Everything inside `.fastgrpcpy/` is regenerated on every `fastgrpcpy dev` reload. To export the schema for client teams, use `fastgrpcpy proto` (stdout) or `fastgrpcpy compile --out <dir>` (writes a clean bundle wherever you choose).

### Field-number stability and `.fastgrpcpy.lock`

Protobuf identifies fields by number, not by name. If field numbers shift between releases — for example because a new field was inserted in the middle of a dataclass — every existing client will silently misinterpret the wire payload.

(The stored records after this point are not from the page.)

PR #3044, opened 2026-08-08
docs(terraform): how to default optional object attributes

### LINKED ISSUE #727: make detailed type constraints easier to discover from the input variables docs
### Terraform Version

```shell
Terraform v1.9.3
on darwin_amd64
```

### Use Cases

I try to define an input variable defined as an object, where I would like to set optional attributes to a default value.

Ideal declaration:

```hcl
variable "db" {
  description = "Database definitions"
  type        = object({
    name = string
    user_name = string
    deletion_protection = optional(boolean)
    backup = optional(boolean)
  })
  default = {
    deletion_protection = true
    backup = true
  }
}

```

In the case above I would like deletion_protection to default to true. Terraform reports:

`This default value is not compatible with the variable's type constraint: attributes "name" and "user_name" are required.`

### Workaround Removing defaults

allow terraform to run, but now there is no documentation describing the default since it is handled elsewhere.

```hcl
variable "db" {
  description = "Database definitions"
  type        = object({
    name = string
    user_name = string
    deletion_protection = optional(boolean)
  })
}
```

**Attempt to workaround 1 - unsuccessful**

assign the default by using a local variable.

```
locals {
  db = merge( {deletion_protection = true}, var.db)
}
```
Now, if specifying only the required attributes, the optional key `deletion_protection` is still `null`, because `deletion_protection` is assigned by terraform as `bool(null)`.

**Work around 2 - successful** 

Using a loop to assign the default:

```hcl
locals {
  db = { for key, value in var.db :
    key => (
      (key == "deletion_protection" || key == "backup") && value == null ? true : value
      )
  }
}
```

**Work around 3 - successful** 

Trying to make the code more generic and efficient when default values 

```
locals {
  default_db_values = {
    deletion_protection = true
    backup = false
  }
  
  db = { for key, value in var.db :
    key => (
      value == null && contains(keys(local.default_db_values), key) ? local.default_db_values[key] : value
    )
  }
}
```

### Workaround Assigning required attributes default value of null

```hcl
variable "db" {
  description = "Database definitions"
  type        = object({
    name = string
    user_name = string
    deletion_protection = optional(bool)
    backup = optional(bool)
  })
  default = {
    name = null
    user_name = null
    deletion_protection = true
    backup = true
  }
  validation {
    condition = var.db.name != null && var.db.user_name != null
    error_message = "Both database name and user_name must be specified"
  }
}

``` 

In the scenario above the mandatory keys are assigned to null and validation has to be done in order to fulfill the requirement of mandatory keys.  However. The issue with the the default values are still problem as they are assigned null by terraform as long as the object is specified. 

### Proposal

My initial use case is the optimum solution. Explanation:

If type is declared as object and it contains optional attributes

- Allow `default` to only contain optional attributes.

During processing of the variable:

1. if any optional attributes are missing in the input and a default exists for those attributes, add them to the input
2. then evaluate the input against the requirement (type specification)
3. then assume the attribute is valid (with the defaults applied)

My rationale:
* Clean and intuitive code
* No unnecessary coding to meet the requirement

_If you feel that support for more complex structures hinders implementing of the solution, then my advise would be to only support a reduced number of levels, such as minimum one_

### References

_No response_

locker95:
Variable-level `default` has to satisfy every required attribute on an object type, so you cannot use it to “fill in” only the optional ones. That belongs on `optional(type, default)` in the type constraint.

Added a short note under the `default` argument with a small example and a link to the optional object attributes docs.

Fixes #727

### DIFF
--- a/content/terraform/v1.12.x/docs/language/block/variable.mdx
+++ b/content/terraform/v1.12.x/docs/language/block/variable.mdx
@@ -112,6 +112,32 @@ variable "region" {
 
 If you specify both the `type` and `default` arguments, the default value must convert to the specified type. The `default` argument requires a literal value and cannot reference other objects in the configuration.
 
+If the variable type is an object (or a collection of objects), a `default`
+on the **variable** still has to satisfy every **required** attribute in that
+type. You cannot use the variable-level `default` to supply only the optional
+fields.
+
+To give optional attributes fallback values when a caller omits them, set the
+default on the attribute itself with
+[`optional(type, default)`](/terraform/language/expressions/type-constraints#optional-object-type-attributes)
+in the type constraint:
+
+```hcl
+variable "db" {
+  type = object({
+    name                = string
+    user_name           = string
+    deletion_protection = optional(bool, true)
+    backup              = optional(bool, true)
+  })
+}
+```
+
+With that type, a caller can pass `{ name = "app", user_name = "app" }` and
+Terraform fills in `deletion_protection` and `backup`. See
+[Optional Object Type Attributes](/terraform/language/expressions/type-constraints#optional-object-type-attributes)
+for nested structures and more examples.
+
 #### Summary
 
 - Data type: Expression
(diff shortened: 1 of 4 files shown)


crw:

PR #3047, opened 2026-08-08
docs(terraform): explain connection agent_identity selection

### LINKED ISSUE #737: Clarify Documentation for agent_identity remote-exec parameter.
### Terraform Version

```shell
Terraform v1.6.6
on darwin_arm64
```

### Affected Pages

https://developer.hashicorp.com/terraform/language/resources/provisioners/connection
Screenshot 2024-01-02 at 10 24 15 PM

### What is the docs issue?

I was troubleshooting some ssh connectivity issues, and it was unclear what the `agent_identity` parameter actually does.  I thought perhaps terraform found a way to request a specific cert by it's fingerprint from the ssh-agent. Upon reading the source code, I saw these extremely helpful comments that explain how this feature works. https://github.com/hashicorp/terraform/blob/6114ec4390db6d419b3302a3de87a39f99a233dc/internal/communicator/ssh/provisioner.go#L540

Note: I would love to see the output of the sorted list in the DEBUG console logs so that I know which identities are being tried and in what order. In high security (gov) environments, many servers fail with too many connection attempts after just one try.

### Proposal

I found this comment to be useful
`
// sortSigners moves a signer with an agent comment field matching the
// agent_identity to the head of the list when attempting authentication. This
// helps when there are more keys loaded in an agent than the host will allow
// attempts.
`

Rewriting it a bit and putting it in the argument reference table here: https://developer.hashicorp.com/terraform/language/resources/provisioners/connection 
seems like a good idea. 

Perhaps something like: 

Sets the preferred identity from the ssh agent for authentication. When Terraform gets a list of certificates from an agent, it sorts that list placing certificates matching `agent_identity` first in the list to avoid failures when there are more certificates in the list than the host will allow connection attempts.

### References

_No response_

locker95:
`agent_identity` was only described as a preferred identity from the agent. Expanded it: path to a key file (or matching agent comment), used to try that agent key first when many are loaded.

Fixes #737


crw:

PR #3048, opened 2026-08-08
docs(terraform): clarify -filter paths are from the configuration root

### LINKED ISSUE #723: Improve documentation for `terraform test`
### Terraform Version

```shell
Terraform v1.10.4
on darwin_arm64
+ provider registry.terraform.io/hashicorp/aws v5.94.0

is 1.11.3. You can update by downloading from https://www.terraform.io/downloads.html
```

### Affected Pages

https://developer.hashicorp.com/terraform/cli/commands/test#terraform-test-command

### What is the docs issue?

The current documentation for `terraform test` is not explicit enough with the example usage, especially for the optional parameters such as `-filter`. The docs mention:

[-filter=testfile](https://developer.hashicorp.com/terraform/cli/commands/test#filter-testfile) - Limits the terraform test operation to the specified test files.

However the above doesn't work. With a set of tests within a recommended `/tests` directory with filenames such as `01_test.tftest.hcl`, `02_test.tftest.hcl` etc, running `terraform test -filter=02_test.tftest.hcl` or even `terraform test -filter="02_test.tftest.hcl"` does not work:

```hcl
❯ terraform test -filter=02_test.tftest.hcl

Success! 0 passed, 0 failed.
```

```hcl
❯ terraform test -filter="02_test.tftest.hcl"

Success! 0 passed, 0 failed.
```

Instead, you must write the filter as a string, and include the full path to the file, including the `/tests` directory. 

```hcl
❯ terraform test -filter="tests/02_test.tftest.hcl"
tests/02_test.tftest.hcl... in progress
  run "unit_test"... pass
  run "e2e_test"... pass
tests/02_test.tftest.hcl... tearing down
tests/02_test.tftest.hcl... pass
```

I could understand this if using a non-standard directory name for your tests, however this is not expected if using the default recommended naming of `/tests`. One would assume that if `terraform test` automatically uses test files (`*.tftest.hcl`) that are contained in a directory with this name, then the simple filter should function the same way.

### Proposal

Please update the docs with more examples and explicitly mention the way you must use filters to reference specific test files, and call out that it's required to directly reference the directory name, even if it is the default value. In the longterm, perhaps it would be possible to omit having to pass in the directory name in the filter if using the default naming of `/tests` 🙂 

### References

[terraform test documentation](https://developer.hashicorp.com/terraform/cli/commands/test#terraform-test-command)

locker95:
`-filter` matches paths from the configuration root (where you run `terraform test`), not just the basename under `tests/`. If you pass only `02_test.tftest.hcl`, Terraform finds nothing and reports 0 tests.

Docs now say to use `tests/name.tftest.hcl` for files in the default directory, and call that out next to the examples.

v1.12.x–v1.16.x (beta).

Fixes #723

### DIFF
--- a/content/terraform/v1.12.x/docs/cli/commands/test.mdx
+++ b/content/terraform/v1.12.x/docs/cli/commands/test.mdx
@@ -32,7 +32,7 @@ The following options apply to the Terraform `terraform test` command:
 
 * `-cloud-run=<module source>` - This test run executes remotely on HCP Terraform within the specified Terraform [private registry](/terraform/language/modules/sources#terraform-registry) module.
 
-* `-filter=testfile` - Limits the `terraform test` operation to the specified test files.
+* `-filter=testfile` - Limits the `terraform test` operation to the specified test file(s). Paths are relative to the **configuration root** (the directory where you run `terraform test`), not relative to the testing directory alone. For a file under the default `tests/` directory, pass `tests/name.tftest.hcl` (for example `-filter=tests/02_test.tftest.hcl`). Passing only the basename (such as `-filter=02_test.tftest.hcl`) does not match files inside `tests/` and Terraform runs zero tests.
 
 * `-json` - Displays machine-readable JSON output for your testing results.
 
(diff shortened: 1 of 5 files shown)


crw:

PR #3052, opened 2026-08-08
docs(vault): document kv metadata patch

### LINKED ISSUE #30954: [Doc] Vault kv metadata doc page doesn't contain patch subcommand
Hi,

The current Vault binary supports `vault kv metadata patch` which we use to partially update the custom metadata.

However I found that the patch subcommand is not mentioned in  [CLI / kv / metadata](https://developer.hashicorp.com/vault/docs/commands/kv/metadata).

Is it missed, or described in somewhere else in the docuementation?

locker95:
The CLI supports `vault kv metadata patch` (partial updates / remove individual custom_metadata keys), but the commands page only listed delete/get/put. Added the subcommand to the list and a short section with examples for v1.19–v1.21 and v2.x.

Fixes hashicorp/vault#30954


crw:

PR #3055, opened 2026-08-08
docs(vault): PKI role ttl accepts full duration strings including days

### LINKED ISSUE #31404: docs: create/update role allows days as a time suffix

locker95:
Create/Update Role still said hour was the largest suffix for `ttl` / `max_ttl`. That is wrong — Vault's duration format supports `d` (days) and the other units on the duration-format page (and people commonly set 90d cert lifetimes).

Replaced the old wording with a pointer to that page on recent PKI API docs.

Fixes hashicorp/vault#31404

### DIFF
--- a/content/vault/v1.19.x/content/api-docs/secret/pki/index.mdx
+++ b/content/vault/v1.19.x/content/api-docs/secret/pki/index.mdx
@@ -3189,13 +3189,13 @@ request is denied.
 
 - `ttl` `(string: "")` - Specifies the Time To Live value to be used for the
   validity period of the requested certificate, provided as a string duration
-  with time suffix. Hour is the largest suffix. The value specified is strictly
+  using [duration format strings](/vault/docs/concepts/duration-format) (hours, days, etc.). The value specified is strictly
   used for future validity. If not set, uses the system default value or the
   value of `max_ttl`, whichever is shorter. See `not_after` as an alternative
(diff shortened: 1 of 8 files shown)


crw:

`.fastgrpcpy.lock` is the authoritative record of every field number ever assigned. New fields receive the next available number; removed fields are tombstoned and never reused.

```toml
[User]
id = 1
name = 2

[User.removed]
legacy_email = 3   # tombstoned — number 3 is permanently retired
```

Commit `.fastgrpcpy.lock` and review changes in pull requests, the same way you would treat a lock file or a database migration history.

---

## Examples

The `examples/` directory contains progressively larger services:

| Folder | Demonstrates |
|---|---|
| `hello_world/` | Minimal async service |
| `async_basic/` | Async handler with `await asyncio.sleep` |
| `sync/` | Sync handler running on the grpc thread-pool server |
| `complex/` | Multi-file project: `main.py`, `business.py`, `models.py`, two services, nested dataclasses |
| `streaming/` | Server, client, and bidirectional streaming |
| `middleware/` | Interceptor pattern (logging example) |

```bash
fastgrpcpy dev examples/complex/main.py --port 50065

grpcurl -plaintext 127.0.0.1:50065 list
grpcurl -plaintext -d '{"user_id": 1}' \
  127.0.0.1:50065 fastgrpcpy.UserService/GetUser
```

---

## Architecture

```
src/fastgrpcpy/
├── decorators.py        # @service, @rpc, the registry
├── app.py               # App configuration, interceptor registry
├── exceptions.py        # gRPC-status-mapped exception classes
├── codegen/
│   ├── ir.py            # ProtoFile / ProtoMessage / ProtoField (dataclasses)
│   ├── inspector.py     # Python types → IR
│   ├── lock.py          # field-number stability via .fastgrpcpy.lock
│   ├── validator.py     # IR and registry sanity checks
│   ├── proto_writer.py  # IR → .proto source string
│   └── compiler.py      # invokes grpcio-tools / protoc
├── server/
│   ├── runner.py        # build pipeline + lifecycle
│   ├── wiring.py        # servicer synthesis, sync/async detection
│   ├── converter.py     # dataclass ↔ protobuf recursive conversion
│   ├── watcher.py       # watchfiles-based hot reload
│   └── reflection.py    # gRPC server reflection setup
└── cli/
    └── main.py          # Typer CLI: dev, run, proto, compile
```

The codegen layer is a sequence of pure functions over an in-memory `ProtoFile` IR. The IR itself is never persisted; only the final `.proto` and `.fastgrpcpy.lock` are.

---

## Development

```bash
pip install -e '.[dev]'
pytest                # unit + integration tests
ruff check .
mypy src
```

The test suite includes end-to-end integration tests that spin up a real gRPC server (both sync and async) and exercise it over the wire.

---

## Project status

Alpha. The core pipeline — code generation, lock-file management, sync and async server runtimes, hot reload, multi-file projects — is implemented and covered by tests. Known gaps include TLS support, OpenTelemetry tracing, and HTTP/JSON transcoding.